TASK BRIEF =
List all lines of the data containing the word "changes".

[Data items]
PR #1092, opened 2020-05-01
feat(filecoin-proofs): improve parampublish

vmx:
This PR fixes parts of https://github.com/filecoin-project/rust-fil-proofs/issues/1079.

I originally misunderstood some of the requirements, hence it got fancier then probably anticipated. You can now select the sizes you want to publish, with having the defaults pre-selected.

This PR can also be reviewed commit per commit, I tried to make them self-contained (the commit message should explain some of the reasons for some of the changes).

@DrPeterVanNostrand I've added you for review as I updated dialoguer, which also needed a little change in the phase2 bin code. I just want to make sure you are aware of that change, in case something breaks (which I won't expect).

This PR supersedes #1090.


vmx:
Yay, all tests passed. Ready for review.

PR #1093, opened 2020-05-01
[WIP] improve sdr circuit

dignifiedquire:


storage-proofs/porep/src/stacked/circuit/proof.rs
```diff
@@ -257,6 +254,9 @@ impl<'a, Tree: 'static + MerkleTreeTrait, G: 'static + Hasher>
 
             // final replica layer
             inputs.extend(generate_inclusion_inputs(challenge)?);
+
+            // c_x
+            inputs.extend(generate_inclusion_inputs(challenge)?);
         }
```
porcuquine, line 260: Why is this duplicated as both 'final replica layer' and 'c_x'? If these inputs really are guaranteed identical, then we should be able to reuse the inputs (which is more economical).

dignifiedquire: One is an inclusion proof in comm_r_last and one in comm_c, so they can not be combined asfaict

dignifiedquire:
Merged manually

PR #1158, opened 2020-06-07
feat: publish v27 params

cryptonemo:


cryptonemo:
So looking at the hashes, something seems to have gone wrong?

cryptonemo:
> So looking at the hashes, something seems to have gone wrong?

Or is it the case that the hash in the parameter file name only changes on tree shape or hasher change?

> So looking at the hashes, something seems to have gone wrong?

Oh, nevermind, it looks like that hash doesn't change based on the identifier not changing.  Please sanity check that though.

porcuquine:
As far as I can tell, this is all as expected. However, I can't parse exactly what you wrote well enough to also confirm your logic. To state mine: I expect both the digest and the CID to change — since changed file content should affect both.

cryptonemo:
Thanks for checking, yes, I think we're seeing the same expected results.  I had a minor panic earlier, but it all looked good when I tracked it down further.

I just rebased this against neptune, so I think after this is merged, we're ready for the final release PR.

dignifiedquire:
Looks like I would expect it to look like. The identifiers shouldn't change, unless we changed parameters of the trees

YOUR RESPONSE =
This PR can also be reviewed commit per commit, I tried to make them self-contained (the commit message should explain some of the reasons for some of the changes).
Or is it the case that the hash in the parameter file name only changes on tree shape or hasher change?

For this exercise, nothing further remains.